Mi novio y yo llevamos juntos muchos años. Tenemos ya una vida en común y una completa estabilidad económica. La verdad es que siempre hemos sido una pareja como muy idílica (e incluso empalagosa).
Hace cosa de un año pensé que era el momento de intentar quedarnos embarazados pero tras hablarlo largo y tendido con él llegamos al acuerdo de esperar un poco ya que él no se sentía todavía preparado. Lo entendí y dejé el tema en el olvido.

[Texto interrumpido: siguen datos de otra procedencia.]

PR #189, opened 2022-03-25
avoid eval by directly using functions

exaexa:
alternative for #188

### DIFF
--- a/src/symbolics.jl
+++ b/src/symbolics.jl
@@ -22,7 +22,7 @@ sbmlRoot(x) = sqrt(x)
 sbmlRoot(power, x) = x^(1 / power)
 
 """
-    default_symbolics_mapping :: Dict{String,Function}
+    default_symbolics_mapping :: Dict{String,Any}
 
 Default mapping of SBML function names to Julia functions, represented as a
 dictionary from Strings (SBML names) to functions.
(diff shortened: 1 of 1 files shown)


giordano (approved):
As I said on Slack, if you don't really need symbols for a specific reason, proper functions are definitely better :+1:

src/symbolics.jl
```diff
@@ -82,6 +21,68 @@ sbmlLog(base, x) = log(base, x)
...
+    default_symbolics_mapping :: Dict{String,Function}
+
+Default mapping of SBML function names to Julia functions, represented as a
+dictionary from Strings (SBML names) to functions.
+
+The default mapping only contains the basic SBML functions that are
+unambiguously represented in Julia; it is supposed to be extended by the user
+if more functions need to be supported.
+"""
+const default_symbolics_mapping = Dict{String,Function}(
```
giordano, line 34: Actually, one minor nitpick: this could be
```suggestion
const default_symbolics_mapping = Dict{String,Any}(
```
`Function` is abstract, so it isn't any better than `Any`, really, and not all "callable" objects in Julia are functions (think of type constructors or Python functions from `PyCall`, for example)

exaexa:
Note to self: this found `not` actually not being defined.

src/symbolics.jl
exaexa: ok that's good to know... is there any supertype for callable stuff? if not I'm okay with Any

PR #191, opened 2022-05-18
allow dynamic compartment sizes

paulflang:


paulflang:
Fixes simulation of test suite case 00140, where the compartment volume is overwritten by an AssignmentRule.

src/utils.jl
```diff
@@ -241,9 +241,14 @@ function extensive_kinetic_math(
         haskey(m.species, x.id) || return x
         sp = m.species[x.id]
         sp.only_substance_units && return x
-        sz = m.compartments[sp.compartment].size
+        
+        cn = sp.compartment
+        compartment = m.compartments[cn]
+        rn = [r.id for r in m.rules if r isa SBML.AssignmentRule]
+        idx = findfirst(x->x==cn, rn)
+        sz = isnothing(idx) ? SBML.MathVal(compartment.size) : m.rules[idx].math
```
exaexa, line 249:
```suggestion
        # take the size from assignment rule math
        sz = maylift(i -> m.rules[i].math, findfirst(x -> (x isa AssignmentRule && x.id == sp.compartment), m.rules))
        # if there is no assignment, take the size from compartment structure
        isnothing(sz) && sz=SBML.MathVal(compartment.size)
        # otherwise fallback to user resolution
```

(not really tested tho)

exaexa: (btw I just noticed -- the default for handle_empty_compartment_size in documentation should return `SBML.MathVal` as well.)

exaexa (changes requested):
- Needs a test
- function documentation must be updated
- the line of fallbacks in the `conv()` function should be made clear, see suggestion

exaexa:
Deprecated by #194

PR #194, opened 2022-05-19
use compartment id instead of size in extensive_kinetic_math()

paulflang:
Still needs testing.


exaexa:
This deprecates #191 right?

paulflang:
yes, if i get it to work.

exaexa:
I rebased it to current master but can't push here, opening #199 to make the merge quick&easy :]

Please check it there, I cleaned some of the functions to be slightly more universal/readable and utilize the new `interpret_math`.

PR #196, opened 2022-05-19
Read also name of unit definitions

giordano:
This is an optional property and it's usually the same as the ID, reason why I
initially skipped it, but it may be useful to store this information as well for
consistency with the SBML format.

I noticed this while working on #143: by comparing the original file and the one we write there was this property missing.

Note: at the moment this is missing docstrings, will add them if this is deemed useful.
Note 2: this is a potentially breaking change as it modifies the layout of `Model`.


giordano:
Oh well, downstream tests didn't fail, at least this shouldn't break _too_ much code  :slightly_smiling_face:

exaexa (approved):
Looks good, if possible change the `list_of_units` to more correct `unit_parts`. (technically it's not even a list, even in libsbml :D)

PR #198, opened 2022-05-23
externalize the support for converting to Symbolics

### LINKED ISSUE #195: Remove direct dependency on Symbolics
## Target functionality

Symbolics load for ~7s for me because of precompilations, and the time goes up when using other numeric packages. In distributed processing this really hurts.

## Desired output

It is possible to parametrize out the total 3 references to `Symboilics.*` in `symbolics.jl`. The usecases will still be supported, users will have to add ~3 simple parameters to their code (number wrapper, variable wrapper, and differential mark). Properly documented this should add much performance and cause minimal breakage. Scheduling for 1.0.

exaexa:
This closes #195, and is thus breaking.

Users who do the `convert(Num, ...)` will need to copypaste a tiny bit of code that actually glues the new math interpreter to `Symbolics` -- stuff should work pretty much as-is with the code from `test/symbolics.jl`, you only need to rename the `interpret_as_num(...` to `convert(::Type{Num}, ...`.

I actually quite like this new version, because people can now rewrite SBML stuff pretty easily to e.g. expressions, throwing them to eg. ForwardDiff or just recreating SBML stuff as Julia functions.

The "default" functionality in `interpret` is just that of normal evaluation.


paulflang (approved):

src/interpret.jl
```diff
@@ -0,0 +1,139 @@
...
+    elseif length(args) >= 3
+        IfElse.ifelse(args[2], args[1], sbmlPiecewise(args[3:end]...))
+    else
+        throw(DomainError(args, "malformed piecewise SBML function"))
+    end
+end
+
+sbmlNeq(a, b) = !isequal(a, b)
+
+sbmlLog(x) = log(x, 10)
```
giordano, line 16:
```suggestion
sbmlLog(x) = log10(x)
```

test/runtests.jl
```diff
@@ -4,10 +4,12 @@ using SBML
 using SBML: Model, Reaction, Species
 using Symbolics, Unitful
 
+include("symbolics.jl")
```
giordano, line 7: Why outside of the rest of the test suite?

test/runtests.jl
```diff
@@ -4,10 +4,12 @@ using SBML
 using SBML: Model, Reaction, Species
 using Symbolics, Unitful
```
giordano, line 5: Can we move `using Symbolics` inside the `symbolics.jl` file?  The rationale is that if I want to do quick tests I can simply comment out the `include` line :slightly_smiling_face:

giordano (approved):
Looks good, as far as I'm concerned :rocket:

test/runtests.jl
exaexa: there are extra tests that depend on this. I'll make a condition there so that it can be switched off easily.

test/runtests.jl
exaexa: it's a library, not a testset

exaexa: ok I guess I solved this. :D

Pero el tiempo ha ido pasando y parece que mi entorno no hace más que recordarme mis ganas de ser madre. Amigas que se quedan embarazadas, cuñadas que dan a luz… Vamos, que después de unos meses de no tratar el asunto, una noche mientras cenábamos volví a preguntar. Él me dijo que quiere ser padre pero que está muy a gusto disfrutando de la libertad de no tener hijos, que tiene claro que algún día los querrá pero que no se atreve a lanzarse, que le mola mucho si vida actual.
Fui algo injusta y lo llamé egoísta. En ese momento me centré en esa idea de que es feliz siendo libre y le espeté que esa libertad tan guay es la que yo no quiero. Vaya, la conversación terminó sin ningún resultado.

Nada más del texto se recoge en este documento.